Film Tár juga memperlihatkan kita permainan politik dan kekuasaan di dalam sebuah organisasi orkestra. Bagaimana strategi-stragegi dan penyampaian maksud dengan bahasa yang sopan serta diplomatis. Melalui film ini kita dipaparkan dengan pudarnya kesenimanan dan kekaryaan seorang konduktor dan komponis. Melalui film ini kita menjelajahi sisi kewirausahaan, politik dan kritik-kritik terhadap elemen-elemen tersebut. Gustav Mahler dan Edward Elgar hanya sebuah emblem. Ini adalah cerminan industri musik klasik Barat saat ini. Karya film ini tidak bisa sepenuhnya dipahami dalam sekali tontonan. Dalam konteks masyarakat di Indonesia, film ini mungkin akan menggaung kepada mereka yang cukup berpengetahuan tentang garis waktu musik klasik Barat. Namun film ini sangat menarik untuk dijadikan pedoman pertama akan pola kehidupan pekerja musik seni di kasta tertinggi Eropa dan Amerika.

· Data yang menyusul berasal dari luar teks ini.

PR #118, opened 2016-08-14
Added fixed functions pipeline checking in runtime (bad)

sanguinariojoe:
The possibility of removing the fixed functions pipeline in compilation time is quite nice. However, the engine should be able to automatically detect when they are not available in runtime as well.
Otherwise the core profile OpenGL implementations will not properly work, for instance, in generic binary distributed packages of the engine

### DIFF
--- a/panda/src/display/graphicsStateGuardian.cxx
+++ b/panda/src/display/graphicsStateGuardian.cxx
@@ -245,6 +245,9 @@ GraphicsStateGuardian(CoordinateSystem internal_coordinate_system,
   _supports_geometry_instancing = false;
   _supports_indirect_draw = false;
 
+  // We are safe assuming it has luminance support
+  _supports_luminance_texture = true;
+
   // Assume a maximum of 1 render target in absence of MRT.
   _max_color_targets = 1;
   _supports_dual_source_blending = false;
--- a/panda/src/glstuff/glGraphicsStateGuardian_src.I
+++ b/panda/src/glstuff/glGraphicsStateGuardian_src.I
@@ -131,6 +131,38 @@ get_gl_version_minor() const {
 }
 
 /**
+ * Returns whether a core profile or a compatibility mode is considered.
+ */
+INLINE bool CLP(GraphicsStateGuardian)::
+has_core_profile() const {
+  return _core_profile;
+}
+
+/**
+ * Returns whether the fixed function pipeline is supported.
+ */
+INLINE bool CLP(GraphicsStateGuardian)::
+has_fixed_function_pipeline() const {
+#ifndef SUPPORT_FIXED_FUNCTION
+  return false;
+#else
+  // In OpenGL 3.1 the fixed function pipeline was declared deprecated, and
+  // theoretically all the pipeline should gone. However, some implementations
+  // kept them, "out of the law". After that, In OpenGL >= 3.2 the concept of
+  // core profile and compatibility mode where introduced. Therefore, since it
+  // is not possible to check whether those functions are implemented in GL 3.1
+  // or not, we should not try to use them.
+  if ((_gl_version_major == 3) && (_gl_version_minor == 1)) {
+    return false;
+  }
+  // Otherwise, we can just check whether we are using a core profile or a
+  // compatibility mode. The variable _core_profile is already taking into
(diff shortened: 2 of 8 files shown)


panda/src/glstuff/glGraphicsStateGuardian_src.I
```diff
@@ -131,6 +131,39 @@ get_gl_version_minor() const {
...
+#ifndef SUPPORT_FIXED_FUNCTION
+  return false;
+#else
+  // In OpenGL 3.1 the fixed function pipeline was declared deprecated, and
+  // theoretically all the pipeline should gone. However, some implementations
+  // kept them, "out of the law". After that, In OpenGL >= 3.2 the concept of
+  // core profile and compatibility mode where introduced. Therefore, since it
+  // is not possible to check whether those functions are implemented in GL 3.1
+  // or not, we should not try to use them.
+  if ((_gl_version_major == 3) && (_gl_version_minor == 1)) {
```
rdb: This looks scary.  Forcing people into core-only mode will have really bad results since a lot of out-of-the-box Panda functionality will be unavailable.  If we can't be sure whether we have the compatibility extension, we should stay on the safe side and assume we do have it.

panda/src/glstuff/glGeomMunger_src.cxx
```diff
@@ -47,9 +47,11 @@ CLP(GeomMunger)::
...
   // We need to remove this pointer from all of the geom contexts that
   // reference this object.
-  GeomContexts::iterator gci;
-  for (gci = _geom_contexts.begin(); gci != _geom_contexts.end(); ++gci) {
-    (*gci)->remove_munger(this);
+  if (((CLP(GraphicsStateGuardian)*)get_gsg())->has_fixed_function_pipeline()) {
+    GeomContexts::iterator gci;
+    for (gci = _geom_contexts.begin(); gci != _geom_contexts.end(); ++gci) {
+      (*gci)->remove_munger(this);
+    }
```
rdb: I'm not sure why this code is protected by has_fixed_pipeline check.

panda/src/glstuff/glGraphicsStateGuardian_src.I
sanguinariojoe: That's a problem of OpenGL specification itself... For some reason they let the vendors to decide whether they are implementing fixed pipeline, but without providing a way to know it prior OpenGL >= 4... A bummer...
Theoretically, from the point of view of an engine built "from scratch", the safest way is just considering it is not available. However, as you are pointing out, this is not a new engine.

Along this line, I should say that I have not saw a single 3.1 platform without fixed pipeline... But I'm not an expert

panda/src/glstuff/glGeomMunger_src.cxx
sanguinariojoe: I cannot remember... I should investigate a bit... Could you ping me next week (this week I'm too busy with a workshop)

panda/src/display/graphicsStateGuardian.cxx
```diff
@@ -230,6 +230,7 @@ GraphicsStateGuardian(CoordinateSystem internal_coordinate_system,
   _supports_generate_mipmap = false;
   _supports_depth_texture = false;
   _supports_depth_stencil = false;
+  _supports_luminance_texture = false;
```
rdb: So setting "gl-version 3 2" in Config.prc isn't sufficient to get a core-only context in Mesa?  If I recall correctly, the spec guarantees that we get a core-only context by default when requesting "gl-version 3 2" or above.

My biggest concern is that our context creation logic is already very complex.  This PR seems to add a whole lot more logic to it to the point where it's really hard to follow what it does and how it's supposed to work.

You could consider splitting out the context stuff from this pull request to make it easier to review separately.  I certainly have no objections with getting the GSG changes in.

As for D3D9, we are probably safe to assume it has luminance support.

sanguinariojoe: Sure, I'm splitting that, as well as reviewing the comments regarding glGeomMunger_src.cxx, and the luminance support.
Probably I'll fire a new pull request, so you can close this one as rejected

sanguinariojoe:
Due to the conflicts, I'm closing this PR and opening a new one

PR #120, opened 2016-08-17
make makepandacore to get Windows 10 SDK uCRT version

MU-Software:
This will find latest Windows 10 SDK universal CRT version on \Windows Kits\10\Include .


rdb:
Added a more robust checking mechanism that checks whether the version has all the required directories and also allows choosing a specific version via the command-line.

PR #121, opened 2016-08-18
Add posScaleInterval

MU-Software:
This change will add posScaleInterval which was mentioned on Panda3D manual.


direct/src/interval/LerpInterval.py
```diff
@@ -282,6 +282,37 @@ def privDoEvent(self, t, event):
             self.setupParam(self.setStartQuat, self.startQuat)
         LerpNodePathInterval.privDoEvent(self, t, event)
 
+class LerpPosScaleInterval(LerpNodePathInterval):
+    def __init__(self, nodePath, duration, pos, scale,
+                 startPos = None, startHpr = None, startQuat = None,
```
rdb: Why does LerpPosScaleInterval have startHpr and startQuat?

MU-Software:
Ugh, Branch are entangled by mistake and, to think about it, we actually don't need this.  
So i'll close this request. Sorry for bothering you :(

PR #123, opened 2016-10-28
Serializability of bullet shapes completed.

consultit:
Working on a project of mine, I noticed that not all bullet shapes implemented the TypeWritable API for serialization on bam file. So I implemented serialization for those who lacked. In particular:
- made serializable the following shapes: BulletHeightfieldShape, BulletCapsuleShape, BulletConeShape, BulletCylinderShape, BulletConvexPointCloudShape, BulletMinkowskiSumShape, BulletMultiSphereShape
- corrected the serialized parameters for BulletBoxShape (the old version led to a growth of the box size during restoring)
- also added the linear and angular velocity as serialized data for BulletRigidBodyNode, so that also the dynamic state of the rigid body could be restored.

As far as possible I tried to follow the original author's programming style (enn0x), but I had to add some variables only used for serialization, as bullet, sometimes, changes the original creation parameters, and therefore hardly obtainable by bullet underlying structures.
I attached a test script: the scene is saved on exit on 'scene.bam' file, and put this file as argument to restore it
[bullet_shapes_test.zip](https://github.com/panda3d/panda3d/files/557862/bullet_shapes_test.zip).

@rdb


rdb:
Thanks!  I've checked it in with changes, eg. to make margin setting still work correctly, make some whitespace/formatting fixes and I removed a few changes that broke the bam backward compatibility.

I've also checked in unit tests for these changes (except for a few classes that don't have accessors that are necessary to test it).

PR #124, opened 2016-10-31
Cleanup .gitignore files

Moguri:
Remove all .gitignore files in subdirectories and add a few new ignores
to the top-level directory .gitignore file.

``git status`` still shows no untracked/modified files after a build with these changes.


rdb:
This looks OK to me.  Most of these files are from ppremake, which placed generated files right in the source directories, but since we no longer support ppremake there's no compelling reason to keep those in the `.gitignore` files any more.

PR #126, opened 2016-11-01
Add functional header to parser-inc

tobspr:
This allows interrogate to parse `std::function<>` and all other types in the standard library header `functional`.  Unfortunately interrogate can not handle variadic templates at the moment, so I had to comment out some definitions.


tobspr:
Also added the `initializer_list` and `unordered_map` headers

tobspr:
Updated the headers to use variadic templates

PR #128, opened 2016-11-04
Added fixed functions pipeline checking in runtime

sanguinariojoe:
The possibility of removing the fixed functions pipeline in compilation time is quite nice. However, the engine should be able to automatically detect when they are not available in runtime as well.
Otherwise the core profile OpenGL implementations will not properly work, for instance, in generic binary distributed packages of the engine

### DIFF
--- a/panda/src/glstuff/glCgShaderContext_src.cxx
+++ b/panda/src/glstuff/glCgShaderContext_src.cxx
@@ -762,25 +762,27 @@ disable_shader_vertex_arrays() {
       _glgsg->disable_vertex_attrib_array(p);
     } else {
 #ifdef SUPPORT_FIXED_FUNCTION
-      switch (p) {
-      case CA_unknown:
-        break;
-      case CA_vertex:
-        glDisableClientState(GL_VERTEX_ARRAY);
-        break;
-      case CA_normal:
-        glDisableClientState(GL_NORMAL_ARRAY);
-        break;
-      case CA_color:
-        glDisableClientState(GL_COLOR_ARRAY);
-        break;
-      case CA_secondary_color:
-        glDisableClientState(GL_SECONDARY_COLOR_ARRAY);
-        break;
-      default:
-        _glgsg->_glClientActiveTexture(GL_TEXTURE0 + (p - CA_texcoord));
-        glDisableClientState(GL_TEXTURE_COORD_ARRAY);
-        break;
+      if(_glgsg->has_fixed_function_pipeline()) {
+        switch (p) {
+        case CA_unknown:
+          break;
+        case CA_vertex:
+          glDisableClientState(GL_VERTEX_ARRAY);
+          break;
+        case CA_normal:
+          glDisableClientState(GL_NORMAL_ARRAY);
+          break;
+        case CA_color:
+          glDisableClientState(GL_COLOR_ARRAY);
+          break;
+        case CA_secondary_color:
+          glDisableClientState(GL_SECONDARY_COLOR_ARRAY);
+          break;
+        default:
+          _glgsg->_glClientActiveTexture(GL_TEXTURE0 + (p - CA_texcoord));
+          glDisableClientState(GL_TEXTURE_COORD_ARRAY);
+          break;
+        }
       }
 #endif  // SUPPORT_FIXED_FUNCTION
     }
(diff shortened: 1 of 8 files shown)


Moguri:
_core_profile appears to be uninitialized. Also, get_supports_luminance_texture() and has_core_profile() are both unused.

panda/src/wgldisplay/wglGraphicsStateGuardian.cxx
```diff
@@ -611,8 +611,10 @@ make_context(HDC hdc) {
       attrib_list[n++] = WGL_CONTEXT_DEBUG_BIT_ARB;
     }
 #ifndef SUPPORT_FIXED_FUNCTION
-    attrib_list[n++] = WGL_CONTEXT_PROFILE_MASK_ARB;
-    attrib_list[n++] = WGL_CONTEXT_CORE_PROFILE_BIT_ARB;
+    if(!has_fixed_function_pipeline()) {
+      attrib_list[n++] = WGL_CONTEXT_PROFILE_MASK_ARB;
+      attrib_list[n++] = WGL_CONTEXT_CORE_PROFILE_BIT_ARB;
+    }
```
rdb: I think this `if` check shouldn't be here.  This is in the context creation code, so `_core_profile` hasn't been initialised yet.  Instead, I think we should check if gl_version is 3.2 or higher.

panda/src/glstuff/glCgShaderContext_src.cxx
```diff
@@ -876,48 +878,50 @@ update_shader_vertex_arrays(ShaderContext *prev, bool force) {
...
-            }
-            glEnableClientState(GL_COLOR_ARRAY);
-            break;
-
-          case CA_secondary_color:
-            _glgsg->_glSecondaryColorPointer(num_values, type,
-                                             stride, client_pointer);
-            glEnableClientState(GL_SECONDARY_COLOR_ARRAY);
-            break;
+          if(_glgsg->has_fixed_function_pipeline()) {
```
rdb: I think this check doesn't need to be here.  We never need to set it to `CA_*` if `has_fixed_function_pipeline()` is false anyway.

panda/src/glstuff/glCgShaderContext_src.cxx
```diff
@@ -762,25 +762,27 @@ disable_shader_vertex_arrays() {
...
-        glDisableClientState(GL_COLOR_ARRAY);
-        break;
-      case CA_secondary_color:
-        glDisableClientState(GL_SECONDARY_COLOR_ARRAY);
-        break;
-      default:
-        _glgsg->_glClientActiveTexture(GL_TEXTURE0 + (p - CA_texcoord));
-        glDisableClientState(GL_TEXTURE_COORD_ARRAY);
-        break;
+      if(_glgsg->has_fixed_function_pipeline()) {
```
rdb: I think this check doesn't need to be here. We never need to set it to CA_* if has_fixed_function_pipeline() is false anyway.

panda/src/wgldisplay/wglGraphicsStateGuardian.cxx
sanguinariojoe: Sure, my fault! Regarding checking gl_version, I guess we better not check nothing, not at least yet...
As far as I know, almost all the GL implementations are automatically offering the latest compatibility GL context (i.e. 3.1 in case of only core-profile systems). And we can manually enforce a newer one just simply setting gl-version in Config.prc
Maybe in the future we can think about implementing another logic to generate the GL contexts. Maybe a core profile flag at Config.prc??

panda/src/glstuff/glCgShaderContext_src.cxx
sanguinariojoe: OK! Fixed!

sanguinariojoe:
_core_profile is initialized and managed by GLGraphicsStateGuardian... I cannot find an inherited class eventually overloading reset() without calling itself.
For instance, glxGraphicsStateGuardian is just simply not overloading such method, while wglGraphicsStateGuardian is overloading it, but the first thing it is doing is calling GLGraphicsStateGuardian::reset();

Both methods,  get_supports_luminance_texture() and has_core_profile(), are conveniently used right now

panda/src/glstuff/glCgShaderContext_src.cxx
```diff
@@ -944,30 +944,32 @@ update_shader_vertex_arrays(ShaderContext *prev, bool force) {
...
-            break;
-          case CA_vertex:
-            glDisableClientState(GL_VERTEX_ARRAY);
-            break;
-          case CA_normal:
-            glDisableClientState(GL_NORMAL_ARRAY);
-            break;
-          case CA_color:
-            glDisableClientState(GL_COLOR_ARRAY);
+          if(_glgsg->has_fixed_function_pipeline()) {
```
rdb: Like before, this check can also go away, since it shouldn't get assigned to CA_anything in the core profile case anyway.

sanguinariojoe: Fixed!

Is this one OK?

```
        if (_glgsg->has_fixed_function_pipeline() && (p == 0)) {
          // NOTE: if we disable attribute 0 in compatibility profile, the
          // object will disappear.  In GLSL we fix this by forcing the vertex
          // column to be at 0, but we don't have control over that with Cg.
          // So, we work around this by just binding something silly to 0.
          // This breaks flat colors, but it's better than invisible objects?
          _glgsg->enable_vertex_attrib_array(0);
          if (bind._integer) {
            _glgsg->_glVertexAttribIPointer(0, 4, GL_INT, 0, 0);
          } else {
            _glgsg->_glVertexAttribPointer(0, 4, GL_FLOAT, GL_FALSE, 0, 0);
          }

        }
```

I have not a CG context to check

sanguinariojoe:
Rebased!

rdb:
Thanks a lot!  I've squash merged it with some changes of my own (particularly removing redundant checks).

Jangan terkejut jika tidak sedikit yang ketergantungan akan obat-obatan anti-depresi, ADHD dan bahkan obat-obatan terlarang. Tingginya demand dari pasar bisa membuat seseorang yang murni berkesenian menjadi topeng kaleng merk perusahaan yang kosong jiwanya. Beginilah realita.
Bagi yang belum menonton, selamat menonton. Bagi yang sudah menonton, selamat menonton kembali.